If mums put on the pounds, so do kids
No wonder America has a growing weight problem: its children are being condemned to a life of obesity while still in the womb. According to two new studies, overeating by expectant mothers is an important but overlooked factor in the inexorable expansion of the nation's waistlines. More alarming is the conclusion of one of the new studies, from a team at Harvard Medical School, that even women who follow official advice on how much weight they should gain during pregnancy may be priming their children to become obese.
In the US 16 per cent of children are classed as obese – a threefold increase since 1980. Among adults, the obesity rate is 30 per cent. That's a major concern, because obese people suffer from health problems, including heart disease, diabetes and stroke. So far, public health strategists have fought childhood fat by promoting healthy eating and exercise among children themselves.

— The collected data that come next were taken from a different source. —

PR #10581, opened 2021-07-28
UNIX socket support for state-history_plugin of nodeos

plroblox:
## Change Type
**Select *ONE*:**
- [ ] Documentation

- [ ] Stability bug fix

- [x] Other

- [ ] Other - special case

## Testing Changes
**Select *ANY* that apply:**
- [x] New Tests

- [ ] Existing Tests

- [ ] Test Framework

- [ ] CI System

- [ ] Other

## Consensus Changes
- [ ] Consensus Changes

## API Changes
- [ ] API Changes

## Documentation Additions
- [ ] Documentation Additions

A new option of nodeos is added in this PR:
  --state-history-unix-socket-path=unixPath
where unixPath can be an absolute path such as /foo.localSock, or a related path  foo.localSock2.
The relative path is relative to data-dir of nodeos.  This option  --state-history-unix-socket-path=unixPath of nodeos creates
 a unix socket upon which to listen for incoming connections

a new integration test named ship_test_unix is added to test Unix socket of state_history_plugin of nodeos work correctly. This can be verified by navigating to eos/build/ directory and then  use ctest command **ctest -R "^ship_test_unix$" -V**


heifner:
Please update PR description to include new command line options and relevant info for docs. Remember public does not have access to EPE-1140. Also link to the develop-boxed PR.

spoonincode:
Would also recommend taking in #10071 (probably just a2ed741 applies here, I think)

plroblox:
OK, I will update the documentation on new command line options, 

#10071 has changes in rodeos, do you think I should also cherry-pick rodeos change #10001 on UNIX socket 
and then take in #10071? Of course I can just 'pick' the part of #10071 relative to the server-side change

plroblox:
Question: win32 has no concept of UNIX/local socket, why did you remove BOOST_ASIO_HAS_LOCAL_SOCKETS ifdefs ?

spoonincode:
> Question: win32 has no concept of UNIX/local socket, why did you remove BOOST_ASIO_HAS_LOCAL_SOCKETS ifdefs ?

This is talked about in #10040, Windows 10 does have native AF_UNIX sockets now.

My understanding is that rodeos is going to be "copied" wholesale from boxed, maybe @heifner can confirm. So I think taking only the changes from a2ed741 that apply to this ship stuff is fine. The rodeos changes in a2ed741 will get picked up when rodeos is copied over.

heifner:
> My understanding is that rodeos is going to be "copied" wholesale from boxed, maybe @heifner can confirm. 

Yes, the plan is to pull in `programs/rodeos` and `libraries/rodeos` directories wholesale from develop-boxed. We will want those to maintain git log history, but no need to pull them over one individual PR at a time.

spoonincode:
This looks fine but we should take the removal of the ifdefs from a2ed741

spoonincode:
Please see Kevin's comments
https://github.com/EOSIO/eos/pull/10581#issuecomment-888443919
A reasonable description needs to be added (even just referring to the original PR is likely fine), and the title could probably be cleaned up a little as, like Kevin says, EPE tickets mean nothing to our users

plroblox:
Matt: title is changed, and documentation is updated. Meanwhile I am asking automation to see why buildkite checks are still failing for 2 tests

spoonincode (approved):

But the Harvard team, led by Matthew Gillman, and another group led by Andrea Sharma of the US Centers for Disease Control and Prevention (CDC) in Atlanta, Georgia, decided to investigate the effect of weight gain during pregnancy. Last month in Toronto, Canada, they told the third International Congress on Developmental Origins of Health and Disease that the children of women who put on a lot of weight during pregnancy were particularly prone to obesity.
Obstetricians agree that it is important for women to gain some weight – beyond that of the developing fetus – if they are to have a healthy pregnancy. Guidelines issued by the US Institute of Medicine (IOM) in 1990, taking into account that women have different builds, suggest that a "normal" woman should gain between 11.5 and 16 kilograms, including the weight of the fetus. The World Health Organization suggests a similar range of 10 to 12.5 kilograms.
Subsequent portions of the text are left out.